Proprio per accogliere e stimolare l’editoria italiana a produrre podcast, e aiutarli a monetizzarli al meglio, Triboo ha lanciato sul mercato VoiceMax: un brand che nasce su tecnologia spreaker e che vanta già un bacino di download di podcast al mese organizzati in categorie di contenuto capaci di accogliere pre-roll e mid-roll audio, acquistabili sia in programmatic grazie al partner tecnologico Adswizz sia in reservation. «I podcast si ascoltano soprattutto in casa, il che vuol dire che sottraggono tempo alla tv, alla radio ma anche a internet, rappresentando così un nuovo ambiente dove poter incontrare gli utenti», ha detto ancora Pianura.

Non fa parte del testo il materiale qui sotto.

PR #2987, opened 2025-12-31
Improve accuracy of transactions origin Part 1: Refactor to allow caching transaction metadata

tonidero:
### Description
The final objective of these PRs are to have more reliability on all transaction metadata that normally gets sent with a purchase POST /receipt. In rare scenarios, when this request fails, the transaction metadata is currently lost. This will cache this information on disk, so we can recover it and post it (in follow-up PRs).

Main changes in this PR:
- Made `ReceiptInfo` serializable by making it include only the information that we currently post to the backend. This cascaded into a whole lot of changes unfortunately. 
- Move pending transactions handling to the PostReceiptHelper, so we can cache metadata for these pending purchases in the same location we currently cache non pending transactions.

### DIFF
--- a/purchases/src/test/resources/backend_integration_tests_golden/FallbackURLBackendIntegrationTest/can perform offerings backend request/response_002.json
+++ b/purchases/src/test/resources/backend_integration_tests_golden/FallbackURLBackendIntegrationTest/can perform offerings backend request/response_002.json
@@ -2,7 +2,7 @@
   "statusCode": 200,
   "headers": {
     "Connection": "keep-alive",
-    "Content-Length": "92142",
+    "Content-Length": "92166",
     "Server": "cloudflare",
     "x-revenuecat-app-id": "appc735cd95ea"
   },
@@ -4388,7 +4388,8 @@
       "variable_config": {
         "variable_compatibility_map": {},
         "function_compatibility_map": {}
-      }
+      },
+      "custom_variables": {}
     }
   }
 }
--- a/purchases/src/test/resources/backend_integration_tests_golden/FallbackURLBackendIntegrationTest/can perform verified offerings backend request/response_002.json
+++ b/purchases/src/test/resources/backend_integration_tests_golden/FallbackURLBackendIntegrationTest/can perform verified offerings backend request/response_002.json
@@ -2,7 +2,7 @@
   "statusCode": 200,
   "headers": {
     "Connection": "keep-alive",
-    "Content-Length": "92142",
+    "Content-Length": "92166",
     "Server": "cloudflare",
     "x-revenuecat-app-id": "appc735cd95ea"
   },
@@ -4388,7 +4388,8 @@
       "variable_config": {
         "variable_compatibility_map": {},
         "function_compatibility_map": {}
-      }
+      },
+      "custom_variables": {}
     }
   }
 }


purchases/src/main/kotlin/com/revenuecat/purchases/models/Period.kt
```diff
@@ -21,6 +22,7 @@ private object PeriodConstants {
  */
 @Parcelize
 @Poko
+@Serializable
 class Period(
```
JayShortway: I wonder if it's worth it to try and avoid making these tiny public classes serializable, as it's more of an implementation detail that we're now committing to not changing. 

We can write a custom serializer, either for each public class separately or only for the `ReceiptInfo` as a whole. Alternatively we could add internal representations (e.g. `PeriodSurrogate`) that we make serializable instead. That is the surrogate pattern described [here](https://github.com/Kotlin/kotlinx.serialization/blob/master/docs/serializers.md#composite-serializer-via-surrogate).

purchases/src/test/java/com/revenuecat/purchases/PostReceiptHelperTest.kt
```diff
@@ -798,25 +797,7 @@ class PostReceiptHelperTest {
     }
 
     @Test
-    fun `postTransactionAndConsumeIfNeeded posts storeProduct`() {
```
JayShortway, line 801: Are these no longer valid? (I was looking if they are moved instead of removed, but I can't find where they would be moved to haha.)

purchases/src/main/kotlin/com/revenuecat/purchases/PostReceiptHelper.kt
```diff
@@ -145,10 +147,21 @@ internal class PostReceiptHelper(
...
         val presentedPaywall = paywallPresentedCache.getAndRemovePresentedEvent()
+
+        if (purchaseState == PurchaseState.PENDING) {
+            onError(
+                PurchasesError(PurchasesErrorCode.PaymentPendingError).also { errorLog(it) },
+                PostReceiptErrorHandlingBehavior.SHOULD_NOT_CONSUME,
+                null,
+            )
+            return
+        }
```
JayShortway, line 163: If I understand correctly this is existing behavior, just moved here?

purchases/src/main/kotlin/com/revenuecat/purchases/common/ReceiptInfo.kt
```diff
@@ -60,46 +45,40 @@ constructor(
...
+                platformProductIds = platformProductIds,
+            )
         }
-
-    override fun hashCode(): Int {
-        var result = productIDs.hashCode()
-        result = 31 * result + (presentedOfferingContext?.hashCode() ?: 0)
-        result = 31 * result + (storeProduct?.hashCode() ?: 0)
-        result = 31 * result + (subscriptionOptionId?.hashCode() ?: 0)
-        return result
```
JayShortway, line 82: Any reason why this was custom before?

purchases/src/main/kotlin/com/revenuecat/purchases/PostReceiptHelper.kt
tonidero: That's correct. I moved this check from the `PostTransactionWithProductDetailsHelper` to the `PostReceiptHelper`. The main reason being that we're adding this caching logic in the lower level `PostReceiptHelper`, and before, pending transactions didn't get here at all in order to have their information cached. 

For developers, the same error should be returned, and should only result in some slightly extra processing in pending transactions (but that can be ignored I think)

purchases/src/main/kotlin/com/revenuecat/purchases/common/ReceiptInfo.kt
tonidero: Not that I could find. I tried checking in places where we compare or hash by ReceiptInfo, but it seemed like we don't need a custom implementation here.

purchases/src/main/kotlin/com/revenuecat/purchases/models/Period.kt
tonidero: I see your point... I thought about it as this potentially being a new feature, but it's true that then we need to make sure we maintain it correctly. Better to avoid that unless we need to. Will look into this, thanks!!

rickvdl (commented):
Nice foundational work! lot's of changes 🚀  Changes look fine to me, but it might be good to get an extra pair of eyes on these.

purchases/src/test/java/com/revenuecat/purchases/PostReceiptHelperTest.kt
tonidero: Right, the ReceiptInfo no longer contains the entire `StoreProduct` or the `subscriptionOptionId` directly anymore, so these tests became invalid. We do verify that most of the ReceiptInfo is posted with the expected data in the `postTransactionAndConsumeIfNeeded posts with expected default parameters` test, which I thought was enough, though it's true that it makes the check against test that could also be tested, so I will change it to make it more deterministic.

purchases/src/main/kotlin/com/revenuecat/purchases/models/Period.kt
ajpallares: The same applies to iOS, btw. I was worried about making `PresentedOfferingContext` implement `Codable`. I will take a similar approach to avoid making the serialization public

purchases/src/main/kotlin/com/revenuecat/purchases/common/ReceiptInfo.kt
```diff
@@ -2,53 +2,48 @@ package com.revenuecat.purchases.common
...
+        @Serializable(with = PricingPhaseSerializer::class)
+        PricingPhase,
+        >? = null,
+    @Serializable(with = ReplacementModeSerializer::class)
     val replacementMode: ReplacementMode? = null,
+    val platformProductIds: List<Map<String, String?>> = emptyList(),
 ) {
+    companion object {
+        @OptIn(InternalRevenueCatAPI::class)
+        fun from(
```
JayShortway, line 39: `ReceiptInfo` is already `internal` right?

purchases/src/test/java/com/revenuecat/purchases/common/ReceiptInfoTest.kt
```diff
@@ -6,25 +6,40 @@
...
+import kotlinx.serialization.ExperimentalSerializationApi
+import kotlinx.serialization.encodeToString
+import kotlinx.serialization.json.Json
 import org.assertj.core.api.Assertions.assertThat
 import org.json.JSONObject
 import org.junit.Test
 import org.junit.runner.RunWith
 import org.robolectric.annotation.Config
 
+@OptIn(ExperimentalSerializationApi::class)
```
JayShortway, line 41: Why is this needed? Is it caused by a serial descriptor of some of our custom serializers? Maybe we can avoid it if we serialize differently, e.g. using the surrogate pattern? Or is the experimental api usage only in tests?

purchases/src/test/java/com/revenuecat/purchases/common/ReceiptInfoTest.kt
```diff
@@ -6,25 +6,40 @@
...
 @RunWith(AndroidJUnit4::class)
 @Config(manifest = Config.NONE)
 class ReceiptInfoTest {
 
     private val productIdentifier = "com.myproduct"
+    private val json = Json.Default
```
JayShortway, line 47: Very nice additional serialization tests!

purchases/src/test/java/com/revenuecat/purchases/common/ReceiptInfoTest.kt
```diff
@@ -145,4 +163,463 @@ class ReceiptInfoTest {
...
+            productIDs = listOf(productIdentifier),
+            price = 4.99,
+            currency = "USD",
+            period = period
+        )
+
+        val encoded = json.encodeToString(receiptInfo)
+        val decoded = json.decodeFromString<ReceiptInfo>(encoded)
+
+        // language=JSON
```
JayShortway, line 185: Big fan of this 😄

purchases/src/test/java/com/revenuecat/purchases/common/ReceiptInfoTest.kt
tonidero: It's actually needed because of the tests I added that use reflection to verify that all fields are serialized, like `PresentedOfferingContextSerializer includes all constructor parameters`. That uses some experimental APIs. I thought that since it's only on tests, it should be ok to use those. Production code is not using any of those.

purchases/src/main/kotlin/com/revenuecat/purchases/common/ReceiptInfo.kt
tonidero: This is because of the `SharedConstants.MICRO_MULTIPLIER` we use, which is public with the `InternalRevenueCatAPI` annotation (because it's used in purchases-ui I think).

purchases/src/test/java/com/revenuecat/purchases/common/ReceiptInfoTest.kt
JayShortway: Alright yes, thanks for confirming. Totally fine indeed.

purchases/src/main/kotlin/com/revenuecat/purchases/common/ReceiptInfo.kt
JayShortway: Ah right, makes sense!

purchases/src/main/kotlin/com/revenuecat/purchases/ReplacementMode.kt
```diff
@@ -12,3 +21,31 @@ interface ReplacementMode : Parcelable {
...
+
+            while (true) {
+                when (val index = decodeElementIndex(descriptor)) {
+                    0 -> name = decodeStringElement(descriptor, 0)
+                    -1 -> break
+                    else -> error("Unexpected index: $index")
+                }
+            }
+
+            GoogleReplacementMode.valueOf(name)
```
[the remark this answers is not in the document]
JayShortway: This is a good one.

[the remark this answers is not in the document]
tonidero: Indeed a good one, fixed in https://github.com/RevenueCat/purchases-android/pull/2987/commits/b6a3f302706df6eeee14cb3595dbe3589411de89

Anche per Michele Salani, Enterprise Sales Director di Adform, l’esigenza di uscire da una logica a silo per diventare un approccio capace di applicarsi a nuovi ambiti media è una delle nuove frontiere del mercato programmatico, insieme ad altri importanti temi come l’Intelligenza Artificiale e il rapporto tra dati e creatività. Secondo il manager, «la pubblicità guidata dai dati sta vivendo un importante punto di svolta: il suo ruolo è ormai riconosciuto non solo da inserzionisti ed editori ma anche dalle istituzioni» (vedi le nuove regolamentazioni sul settore come il GDPR), ed essa si trova ormai chiamata ad affrontare importanti responsabilità, come quella di trovare il giusto equilibrio tra i bisogni degli inserzionisti, degli editori e degli utenti, garantendo affidabilità, trasparenza e fiducia.

Michele Salani
Michele Salani

La tavola rotonda con HyperTV, Viralize, Ogury, Italiaonline e IAS

Sempre in tema di nuove frontiere dell’ad tech, un tema molto caldo è quello della “programmatic creativity”, in cui dati e automazione entrano in gioco per personalizzare il messaggio pubblicitario in tempo reale, sulla base delle caratteristiche dell’utente e del contesto. Un possibilità raccolta da HyperTV, società nata a Roma nel 2011 con base anche a New York. «La nostra soluzione», ha spiegato il Founder & Ceo Claudio Vaccarella, «brevettata a livello europeo, è costituita da una sovrapposizione di layer fatta in maniera dinamica, una sequenza di frame con elementi di interattività, elementi indispensabili oggi per coinvolgere e catturare l’attenzione dell’utente. Grazie alla raccolta di informazioni di profilo e di contesto, la soluzione di HyperTv è in grado di generare contenuti in tempo reale alla chiamata dell’ad server, dimostrandosi così la sua efficace per la realizzazione di creatività sempre più targettizzate».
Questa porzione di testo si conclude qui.